- _Your assignment_
Quote the entries below from the line with "Moreover, this class" through the line with "Some people get", both ends included, and only those lines.

- _Input material_
PR #200, opened 2016-07-18
Depreciate injection of Request instances

chalasr:
| Q             | A
| ------------- | ---
| Branch?       | master
| BC breaks?    | yes (small)
| Deprecations? | yes
| Tests pass?   | yes

This depreciates the injection of `Request` instances in order to totally avoid this practice in 2.0. That concerns most of our Event classes.

Warning triggered by Scrutinizer:

> _Bug_ 
You have injected the Request via parameter $request. This is generally not recommended as there might be multiple instances during a request cycle (f.e. when using sub-requests). Instead, it is recommended to inject the RequestStack and retrieve the current request each time you need it via getCurrentRequest().

The proposed deprecation way consists into:

- adding a default value (null) for constructors/setters arguments type hinted as `Request` (BC break)
- document the corresponding properties+members as deprecated
- trigger a `E_USER_DEPRECATED` notice when the deprecated methods are called with a Request as argument.

The recommended alternative is to inject the RequestStack instead.
For `Event` classes, the user will be responsible of injecting the request stack into their event listeners to be able to use it.

All changed classes are instantiated internally, I think this should not be an hard BC breaking for most people.
Any thoughts? 

----------

- [x] Pre-remove the practice from our code (when RequestStack exists)
- [x] Documentation needs to be updated with an example of `@request_stack` injection&usage


chalasr:
Pending https://github.com/gesdinet/JWTRefreshTokenBundle/pull/45

PR #201, opened 2016-07-19
Remove deprecated request args

chalasr:
| Q             | A
| ------------- | ---
| Branch?       | 2.0
| BC breaks?    | yes
| Deprecations? | no
| Tests pass?   | yes

This totally remove the ability of injecting request instances in Event classes, plus there is no more need of injecting the `@request_stack` service into the `JWTManager` class.


Services/JWTManager.php
```diff
@@ -42,21 +41,14 @@ class JWTManager implements JWTManagerInterface
...
-     */
-    protected $requestStack;
-
-    /**
      * @param JWTEncoderInterface      $encoder
      * @param EventDispatcherInterface $dispatcher
      * @param int                      $ttl
-     * @param RequestStack             $requestStack
      */
-    public function __construct(JWTEncoderInterface $encoder, EventDispatcherInterface $dispatcher, RequestStack $requestStack, $ttl)
```
chalasr: One less BC break in 2.0.

PR #202, opened 2016-07-21
Exceptions simplified

Spomky:
This PR removes some exceptions as they do not add anything except a preset message.
Now only one class is left and should be used on every JWT encoding/decoding error.


chalasr:
Thank you for that @Spomky 👍 .

One thing though, I would have kept two kind of failures separated, i.e. `JWTEncodeFailureException` and  `JWTDecodeFailureException`, WDYT?

Spomky:
This means to have two classes with exactly the same content (except the name of the class).

chalasr:
Not a problem to me, exception classes are often empty, only the name change for a matter of easy catching and clear stack traces.

Spomky:
OK. I will update that PR

PR #679, opened 2019-08-21
fix(): Add a PreAuthenticationJWTUserTokenInterface for the final cla…

TiMESPLiNTER:
Currently `PreAuthenticationJWTUserTokenInterface` is final but does not implement an interface. So it's impossible to test with it.


chalasr:
Hey, apologies for the delay!

TiMESPLiNTER:
> What's the use case for adding an interface?

Every public method of a final class should be covered by an interface. Else if you want to mock an object you cannot fully test it.

chalasr:
I'm going to close this PR as I don't think this deserves an interface. 
Moreover, this class is not used anymore on Symfony 5.3+ with the new `jwt` authenticator.

Thank you for proposing @TiMESPLiNTER.

PR #690, opened 2019-10-31
Update 2-data-customiztion.md

patrickmaynard:
Fixes typo


chalasr:
Good catch, thanks @patrickmaynard.

PR #703, opened 2020-01-02
getRawToken() method added to Token

kacperjurak:


chalasr:
Thank you @kacperjurak.

PR #725, opened 2020-03-06
Add information about HS256

ElGovanni:
Some people get confused about ssh keys (especially windows users) so I think it could be useful.


drupol:
I think this needs a rebase.

Resources/doc/1-configuration-reference.md
```diff
@@ -23,6 +23,8 @@ lexik_jwt_authentication:
 #...
 lexik_jwt_authentication:
     secret_key: yoursecret
+    encoder:
+        signature_algorithm: HS256 # optional, set it when you want to use without SSH keys
```
chalasr, line 27: I would remove the comment here, it looks confusing.

PR #737, opened 2020-04-14
Enable to keep the modified payload after decode

cedriclombardot:


chalasr:
Great first contribution! Thank you @cedriclombardot.

Issue #743, opened 2020-05-04
Extending JWTTokenAuthenticator


Slandais:
Hi,

I want to extend JWTTokenAuthenticator to change the getUser() method (should return a different Entity depending of the structure of the payload).
For all the other methods I want to use the parent methods.

So I follow this :
https://github.com/lexik/LexikJWTAuthenticationBundle/blob/master/Resources/doc/6-extending-jwt-authenticator.md

use Lexik\Bundle\JWTAuthenticationBundle\Security\Guard\JWTTokenAuthenticator as BaseAuthenticator;
class CustomJWTTokenAuthenticator extends BaseAuthenticator
{
    public function __construct(
        JWTTokenManagerInterface $jwtManager,
        EventDispatcherInterface $dispatcher,
        TokenExtractorInterface $tokenExtractor,
        DataProviderService $dataProviderService
    ) {
        $this->jwtManager                    = $jwtManager;
        $this->dispatcher                    = $dispatcher;
        $this->tokenExtractor                = $tokenExtractor;
        $this->preAuthenticationTokenStorage = new TokenStorage();
        $this->dataProviderService = $dataProviderService;
    }
}

In the constructor I use one more dependency.

I have error with the private property. For axample with the getCredentials() method, if I dont copy/paste in my custom class I have this error : 
Call to a member function decode() on null
here :  if (!$payload = $this->jwtManager->decode($preAuthToken)) {
in the parent class

If I call the parent constructor in the constructor, I have error with the preAuthenticationTokenStorage set by my custome getUser() methode but read by the createAuthenticatedToken() method of the parent class.
Both methods of the parent and child class can't work together.

How do you recomend to extending your JWTTokenAuthenticator class ?

Or is it possible to change all the private methode and attributes to protected ? => I try this by modifying the JWTTokenAuthenticator class in the vendor and it works : I can juste redeclare the getUser() method.

Here my config :  

    app.jwt_token_authenticator:
        class: App\Auth\Security\Guard\Authenticator\PartnerJWTTokenAuthenticator
        parent: lexik_jwt_authentication.security.guard.jwt_token_authenticator
        autowire: true
        autoconfigure: false

(If autowire and autoconfigure are not set I have this error : "Attribute "autowire" on service "app.jwt_token_authenticator" cannot be inherited from "_defaults" when a "parent" is set. Move your child definitions to a separate file or define this attribute explicitly in"

fd6130:
> Hi,
> 
[...]

PR #744, opened 2020-05-05
#743 protected properties for JWTTokenAuthenticator

Slandais:


odoucet:
This MR is necessary to extend JWTTokenAuthenticator.

chalasr:
I'd need more insights regarding the actual use case. Making everything protected is a no-go.
Thanks for the PR.

fd6130:
> I'd need more insights regarding the actual use case. Making everything protected is a no-go.
> Thanks for the PR.

How about provide getter method for them? So they can reuse it in their custom guard authenticator (except they want to overwrite those 4 properties) .

Issue #745, opened 2020-05-05
Extenting LcobucciJWSProvider


Slandais:
Hi,

I want to extend the LcobucciJWSProvider (Lexik\Bundle\JWTAuthenticationBundle\Services\JWSProvider\LcobucciJWSProvider) in order to rewrite the verify method (I need to verify the token with different public keys depending of data in the payload).

Actually I have to totally copy/paste the LcobucciJWSProvider to create my custom provider. But I prefer to extend the LcobucciJWSProvider and rewrite only the verify() method.

With protected properties and methods (instead of privat) it coul be easier to extend the LcobucciJWSProvider.

Thanks !

Here my config : 

    lexik_jwt_authentication.jws_provider.lcobucci:
        class: App\Auth\JWSProvider\JWSProvider
        arguments:
            - '@lexik_jwt_authentication.key_loader.raw'
            - '%lexik_jwt_authentication.encoder.crypto_engine%'
            - '%lexik_jwt_authentication.encoder.signature_algorithm%'
            - '%lexik_jwt_authentication.token_ttl%'
            - '%lexik_jwt_authentication.clock_skew%'
            - '%env(resolve:JWT_PARTNERS_PUBLIC_KEY_FOLDER)%'

fd6130:
I think this is a good suggestion for extensible provider, by changing private method to protected method and provide getter method for properties.

I can make a PR for this if it is allowed to change so.

chalasr:
Sorry but I don't want to change the visibility of these methods for maintenance reasons, I'm fine with what's required to do today although it's indeed a bit cumbersome.

PR #746, opened 2020-05-05
#745 protected properties for LcobucciJWSProvider

Slandais:


chalasr:
Hi,
Making everything protected is a no-go for me as it increases the maintenance burden. 
This class is not meant to be extended. If you have a use case that cannot be covered using event listeners or higher-level decoration, please open an issue so we can discuss about it and explore the possible solutions.
Thank you for your PR.

PR #753, opened 2020-05-27
Add `set_cookies` option to store JWT in secure cookies

### LINKED ISSUE #646: Adding a Set-Cookie header if 'cookie' is enabled?
Hello,

I just started using the bundle, it works great so far, but one thing bothers me. For now, I store my JWT tokens in localstorage in my frontend application, but it is not recommended and is a security risk. 

I read online that the tokens are usually stored in httpOnly cookies. I would love to do that with this bundle, as it seems to work with cookies as well:

```
        # check token in a cookie
        cookie:
            enabled: true
            name:    BEARER
```

This looks great, but with this config enabled, the response does not feature a [Set-Cookie](https://stackoverflow.com/a/36885/3001271) header, so that makes it useless for me.

Does  it seem like a good idea to the Set-Cookie header with the httpOnly parameter? And if not, how would you suggest to use the cookies in a secured manner?

Thank you

chalasr:
Fixes #646

- [x] More tests
- [ ] Documentation

### DIFF
--- a/DependencyInjection/Configuration.php
+++ b/DependencyInjection/Configuration.php
@@ -4,6 +4,7 @@ namespace Lexik\Bundle\JWTAuthenticationBundle\DependencyInjection;
 
 use Symfony\Component\Config\Definition\Builder\TreeBuilder;
 use Symfony\Component\Config\Definition\ConfigurationInterface;
+use Symfony\Component\HttpFoundation\Cookie;
 
 /**
  * LexikJWTAuthenticationBundle Configuration.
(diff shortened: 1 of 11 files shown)


DependencyInjection/Configuration.php
```diff
@@ -75,6 +75,19 @@ public function getConfigTreeBuilder()
                     ->info('If null, the user ID claim will have the same name as the one defined by the option "user_identity_field"')
                 ->end()
                 ->append($this->getTokenExtractorsNode())
+                ->arrayNode('set_cookie')
```
dunglas, line 78: Could it be possible to set several cookies, or to configure the name per firewall? For instance Mercure requires to set a cookie containing a JWT names `mercureAuthorization`, but the app or other subsystems could need another token stored in another cookie.

chalasr: Node renamed to `set_cookies` which now takes an arbitrary number of cookies indexed by name, accepting the cookie lifetime, path, domain and samesite attributes as options.
Adding a `firewall` option in another PR is possible, in case setting the cookie path is not enough. Thanks!

DependencyInjection/LexikJWTAuthenticationExtension.php
```diff
@@ -88,9 +90,30 @@ public function load(array $configs, ContainerBuilder $container)
...
+
+            $cookieProviders = [];
+            foreach ($config['set_cookies'] as $name => $attributes) {
+                $container
+                    ->setDefinition($id = "lexik_jwt_authentication.cookie_provider.$name", new ChildDefinition('lexik_jwt_authentication.cookie_provider'))
+                    ->replaceArgument(0, $name)
+                    ->replaceArgument(1, $attributes['lifetime'] ?: ($config['token_ttl'] ?: 0))
+                    ->replaceArgument(2, $attributes['samesite'])
+                    ->replaceArgument(3, $attributes['path'])
+                    ->replaceArgument(4, $attributes['domain']);
```
DenisCosic, line 109: Why you dont allow to set the secure above the config?
So you can set the value for secure default = true
and the Developer can change it for development

PR #755, opened 2020-05-28
Test against symfony 5.1 and fix deprecations

acrobat:
In order to fix this deprecation I had to bump the minimum supported php version to 5.6. 
I don't know what the policy is on supporting php versions, but php 5.5 is EOL for a long time now so I guess this is ok to do?

This pr now fixes also other symfony 5.1 deprecations

### DIFF
--- a/README.md
+++ b/README.md
@@ -9,7 +9,7 @@ LexikJWTAuthenticationBundle
 
 This bundle provides JWT (Json Web Token) authentication for your Symfony API.
 
-It is compatible and tested with PHP 5.5, 7.2, 7.3, on Symfony 3.4 and 4.2.
+It is compatible and tested with PHP 5.6, 7.2, 7.3, on Symfony 3.4 and 4.2.
 
 Documentation
 -------------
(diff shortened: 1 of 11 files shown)


README.md
```diff
@@ -9,7 +9,7 @@ LexikJWTAuthenticationBundle
 
 This bundle provides JWT (Json Web Token) authentication for your Symfony API.
 
-It is compatible and tested with PHP 5.5, 7.2, 7.3, on Symfony 3.4 and 4.2.
+It is compatible and tested with PHP 5.6, 7.2, 7.3, on Symfony 3.4 and 4.2.
```
noniagriconomie, line 12: Maybe add Symfony 5.1 if you are testing it?
(i plan to test it an on one of my 5.1 project when 5.1 is release, could do it then if not now :))

acrobat: Done!

chalasr:
Great! Thank you @acrobat.

acasademont:
Thanks a lot! Will it be possible to release a patch version soon?

PR #763, opened 2020-06-12
Updated configuration reference

RalpinMcDjango:
Added the full default config of the automatic secure cookie generation to the config reference.


chalasr:
Thank you @RalpinMcDjango.

PR #262, opened 2025-05-19
Add support for other conda env

lguerard:
Probably not the most pretty way, but this allows to have the conda_env as a variable.

Could be improved by adding the environment name as an argument to snakemake, but I don't know enough about it...


lguerard:
That seems way cleaner than my way indeed!

Do you want to do it or should i do it?

quentinblampey:
If you want to do it then go for it :)

PR #263, opened 2025-05-19
Fix snakemake aggregate call

lguerard:
Since the call got updated, this update the snakemake recipe as well.

### DIFF
--- a/workflow/config/merscope/cellpose.yaml
+++ b/workflow/config/merscope/cellpose.yaml
@@ -18,7 +18,7 @@ segmentation:
 
 aggregate:
   aggregate_channels: true
-  gene_column: "gene"
+  aggregate_genes: true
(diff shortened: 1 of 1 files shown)


quentinblampey:
Hi @lguerard, thanks for the PR. Actually, although deprecated, the CLI still supports `gene_column` for backward compatibility. That is, if `gene_column` is provided, it will send a warning and use `aggregate_genes = True` instead.

So, both works and have the same behavior.

I think I'll update all the configs to use `aggregate_genes` in the `2.1.0` release, but I'll keep the backward compatibility since some users may still use old config files.

I'll close the issue since it is specific to one config file, but I will keep in mind to update all the config files soon.

lguerard:
Hi @quentinblampey, that makes sense, thanks! And sorry for the extra work 😅

PR #264, opened 2025-05-19
Start adding support for Cellpose4

lguerard:
Not tested yet with other models than `cpsam` but works for that model.

### DIFF
--- a/pyproject.toml
+++ b/pyproject.toml
@@ -26,7 +26,7 @@ dependencies = [
 ]
 
 [project.optional-dependencies]
-cellpose = ["cellpose>=3.0.5, <4.0.0", "torch>=2.0.0, !=2.0.1, !=2.1.0"]
+cellpose = ["cellpose>=3.0.5", "torch>=2.0.0, !=2.0.1, !=2.1.0"]
 stardist = ["tensorflow>=2.18.0", "stardist>=0.9.1", "numpy<2.0.0"]
 baysor = ["toml>=0.10.2", "loompy>=3.0.7"]
 wsi = [
--- a/sopa/segmentation/methods/_cellpose.py
+++ b/sopa/segmentation/methods/_cellpose.py
@@ -126,7 +126,7 @@ def cellpose_patch(
         if pretrained_model:
             model = models.CellposeModel(pretrained_model=pretrained_model, **cellpose_model_kwargs)
         else:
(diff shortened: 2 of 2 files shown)


quentinblampey:
Thanks for your PR @lguerard, it's a very good start. Note that we'll need backward compatibility, i.e., if users are still using `cellpose<4`, it has to also work.
I'll try to test it soon

lguerard:
Yes and also the other models than Cellpose has. I can work on it a bit more in 2 weeks and make new pushes!

I'm also planning on working on adding an option to dilate labels, I'm working on adding it only for cellpose now, but should I try to make it compatible for all methods?

quentinblampey:
We already have cell expansion, which is (I believe) the same as what you call dilatation, is it correct? Or do you talk about something else? See `expand_radius_ratio` in [sopa.aggregate](https://gustaveroussy.github.io/sopa/api/aggregation/#sopa.aggregate)

lguerard:
No, that's exactly the same thing! But does this modify the labels or is it "just" to assign the points to cells?

quentinblampey:
It doesn't update the shapes themselves, but you can update it via the `expand_radius` function:

```python
from sopa.segmentation.shapes import expand_radius

new_shapes = expand_radius(sdata.shapes["cellpose_boundaries"], expand_radius_ratio=1)

# then you can add them to sdata
sdata["expanded_shapes"] = new_shapes
```

lguerard:
Oh that's amazing, thanks a lot!

I'll work on cellpose back compatibility then!

lguerard:
The `expand_radius` doesn't care about labels overlapping though, does it ? 

I was more looking for something where it would expand until the radius or until it finds a cell. Is that existing ?

quentinblampey:
Not yet in Sopa, but I want to add it soon, likely in `sopa==2.1.0`

quentinblampey:
Hi @lguerard, I had a look at the new version of cellpose, and it will be added to `sopa==2.1.0`. Actually, the way I wanted to change it was slightly different from what you did, so I updated it directly myself - sorry for the time spent on that PR.
Your code helped me, though, so I'll mention your help in the release and CHANGELOG!

quentinblampey:
Btw, in `sopa==2.1.0`, the `expand_radius` function will be located at `sopa.shapes.expand_radius`, and will include a `no_overlap: bool` argument

PR #282, opened 2025-07-04
Feat/min patch size parameter

### LINKED ISSUE #280: Cellpose segmentation fails with OpenCV resize error on very small patches
Hey @quentinblampey! 👋

Problem
When running Cellpose segmentation through the Snakemake pipeline, I encounter an OpenCV resize error when processing very small image patches (width or height < 5 pixels). This causes the entire segmentation job to fail.

Environment:

sopa 2.1
Python 3.12
Snakemake pipeline
Error:

```
cv2.error: OpenCV(4.10.0) /io/opencv/modules/imgproc/src/resize.cpp:4152: error: (-215:Assertion failed) !ssize.empty() in function 'resize'
```

Root Cause
Edge patches in the patching process can sometimes have dimensions smaller than what OpenCV's resize function can handle, particularly when patches have 0 width or height due to irregular tissue boundaries or very small tissue fragments.

Solution
I've implemented a minimum patch size check in StainingSegmentation._run_patch():

```Python
def _run_patch(self, patch: Polygon) -> gpd.GeoDataFrame:
    bounds = [int(x) for x in patch.bounds]
    
    # Check minimum patch size to avoid resize errors
    patch_width = bounds[2] - bounds[0]
    patch_height = bounds[3] - bounds[1]
    
    if patch_width < self.min_patch_size or patch_height < self.min_patch_size:
        log.warning("Skipping patch with dimensions %dx%d (smaller than min_patch_size=%d)",
                   patch_width, patch_height, self.min_patch_size)
        return gpd.GeoDataFrame(columns=['geometry'], geometry=[])
    
    # ... rest of segmentation logic
```

This prevents the pipeline from crashing while providing transparency about which patches are being skipped. The min_patch_size parameter is configurable via CLI (default: 5 pixels).

Happy to submit a PR if this approach looks good!

Marius1311:
Add a min patch size parameter (defaults to 10 pixels) to discard very small patches that could potentially break the pipeline. 

closes #280

### DIFF
--- a/sopa/cli/segmentation.py
+++ b/sopa/cli/segmentation.py
@@ -34,7 +34,7 @@ def cellpose(
         1, help="Parameter for scipy gaussian_filter (applied before running cellpose)"
     ),
     min_patch_size: int = typer.Option(
-        5,
+        10,
         help="Minimum patch size (in pixels) for both width and height. Patches smaller than this will be skipped to avoid segmentation errors.",
     ),
     patch_index: int = typer.Option(
@@ -106,7 +106,7 @@ def stardist(
         help="Parameter for scipy gaussian_filter (applied before running the segmentation method)",
     ),
     min_patch_size: int = typer.Option(
-        5,
+        10,
         help="Minimum patch size (in pixels) for both width and height. Patches smaller than this will be skipped to avoid segmentation errors.",
     ),
     patch_index: int = typer.Option(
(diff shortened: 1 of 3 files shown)


quentinblampey:
Hi @Marius1311,

Sorry for the delay, I'll merge this soon!

I just have one question: do you think the min_patch_size argument is very useful for the CLI? I'm assuming 10 is a very good value for a minimal patch size, and I think we could use it as a constant to avoid adding arguments to the CLI (which already has many, many arguments).
What do you think? Do you see any use case where 10 would be a bad value?

Marius1311:
sure, I think 10 would be a good value!

PR #327, opened 2025-09-30
Fix typo in FAQ title

mashehu:


quentinblampey:
Good catch, thanks @mashehu!

Issue #342, opened 2025-10-28
[Feature] Nightly CI runs


quentinblampey:
Right now, we run the CI on every PR or version release. It would be great to run the pipelines at defined time steps (for instance, once every 2 or 3 days) to check if anything broke. Typically, some dependency updates may break the package installation at any time.

PR #344, opened 2025-10-28
Add nightly CI runs + wait for PyPi propagation before docker image build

- _Answer to the problem_
Moreover, this class is not used anymore on Symfony 5.3+ with the new `jwt` authenticator.

Thank you for proposing @TiMESPLiNTER.

PR #690, opened 2019-10-31
Update 2-data-customiztion.md

patrickmaynard:
Fixes typo


chalasr:
Good catch, thanks @patrickmaynard.

PR #703, opened 2020-01-02
getRawToken() method added to Token

kacperjurak:


chalasr:
Thank you @kacperjurak.

PR #725, opened 2020-03-06
Add information about HS256

ElGovanni:
Some people get confused about ssh keys (especially windows users) so I think it could be useful.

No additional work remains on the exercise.